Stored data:
================================

PR #3892, opened 2016-01-08
Fixes #3818 - Support Consumes in ApiExplorer

### LINKED ISSUE #3818: Add support for [Consumes] to ApiDescription
I'm thinking something like this

```
public IList<ApiRequestFormat> SupportedRequestFormats { get; set; }
```

```
public class ApiRequestFormat
{
    public MediaTypeHeaderValue ContentType { get; set; }

    public IInputFormatter Formatter { get; set; }
}
```

rynowak:
This change adds a list of ApiRequestFormat objects to ApiDescription
object which include the content type and formatter for each supported
content type which can be understood by the action.

Computation is aware of the [Consumes] attribute via the
IApiRequestMetadataProvider metadata interface, and aware of Input
Formatters via the new IApiRequestFormatMetadataProvider interface.

This algorithm is essentially the same as what we do for
produces/output-formatters. We iterate the filters and ask them what
content types they think are supported. Then we cross check that list with
the formatters, and ask them which from that list are supported. If no
[Consumes] filters are used, the formatters will include everything they
support by default.

This feature and data is only available when an action has a [FromBody]
parameter, which will naturally exclude actions that handle GET or DELETE
and don't process the body.

### DIFF
--- a/src/Microsoft.AspNet.Mvc.ApiExplorer/ApiDescription.cs
+++ b/src/Microsoft.AspNet.Mvc.ApiExplorer/ApiDescription.cs
@@ -14,47 +14,37 @@ namespace Microsoft.AspNet.Mvc.ApiExplorer
     public class ApiDescription
     {
         /// <summary>
-        /// Creates a new instance of <see cref="ApiDescription"/>.
-        /// </summary>
-        public ApiDescription()
-        {
-            Properties = new Dictionary<object, object>();
-            ParameterDescriptions = new List<ApiParameterDescription>();
-            SupportedResponseFormats = new List<ApiResponseFormat>();
-        }
-
-        /// <summary>
-        /// The <see cref="ActionDescriptor"/> for this api.
+        /// Gets or sets <see cref="ActionDescriptor"/> for this api.
         /// </summary>
         public ActionDescriptor ActionDescriptor { get; set; }
 
         /// <summary>
-        /// The group name for this api.
+        /// Gets or sets group name for this api.
         /// </summary>
         public string GroupName { get; set; }
 
         /// <summary>
-        /// The supported HTTP method for this api, or null if all HTTP methods are supported.
+        /// Gets or sets the supported HTTP method for this api, or null if all HTTP methods are supported.
         /// </summary>
         public string HttpMethod { get; set; }
 
         /// <summary>
-        /// The list of <see cref="ApiParameterDescription"/> for this api.
+        /// Gets a list of <see cref="ApiParameterDescription"/> for this api.
         /// </summary>
-        public IList<ApiParameterDescription> ParameterDescriptions { get; private set; }
+        public IList<ApiParameterDescription> ParameterDescriptions { get; } = new List<ApiParameterDescription>();
 
         /// <summary>
-        /// Stores arbitrary metadata properties associated with the <see cref="ApiDescription"/>.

================================

### Work instructions
The first line of the records begins the span, and the line containing "new Dictionary<object, object>();" ends it. Reproduce that span exactly, both ends included.

### Response
PR #3892, opened 2016-01-08
Fixes #3818 - Support Consumes in ApiExplorer

### LINKED ISSUE #3818: Add support for [Consumes] to ApiDescription
I'm thinking something like this

```
public IList<ApiRequestFormat> SupportedRequestFormats { get; set; }
```

```
public class ApiRequestFormat
{
    public MediaTypeHeaderValue ContentType { get; set; }

    public IInputFormatter Formatter { get; set; }
}
```

rynowak:
This change adds a list of ApiRequestFormat objects to ApiDescription
object which include the content type and formatter for each supported
content type which can be understood by the action.

Computation is aware of the [Consumes] attribute via the
IApiRequestMetadataProvider metadata interface, and aware of Input
Formatters via the new IApiRequestFormatMetadataProvider interface.

This algorithm is essentially the same as what we do for
produces/output-formatters. We iterate the filters and ask them what
content types they think are supported. Then we cross check that list with
the formatters, and ask them which from that list are supported. If no
[Consumes] filters are used, the formatters will include everything they
support by default.

This feature and data is only available when an action has a [FromBody]
parameter, which will naturally exclude actions that handle GET or DELETE
and don't process the body.

### DIFF
--- a/src/Microsoft.AspNet.Mvc.ApiExplorer/ApiDescription.cs
+++ b/src/Microsoft.AspNet.Mvc.ApiExplorer/ApiDescription.cs
@@ -14,47 +14,37 @@ namespace Microsoft.AspNet.Mvc.ApiExplorer
     public class ApiDescription
     {
         /// <summary>
-        /// Creates a new instance of <see cref="ApiDescription"/>.
-        /// </summary>
-        public ApiDescription()
-        {
-            Properties = new Dictionary<object, object>();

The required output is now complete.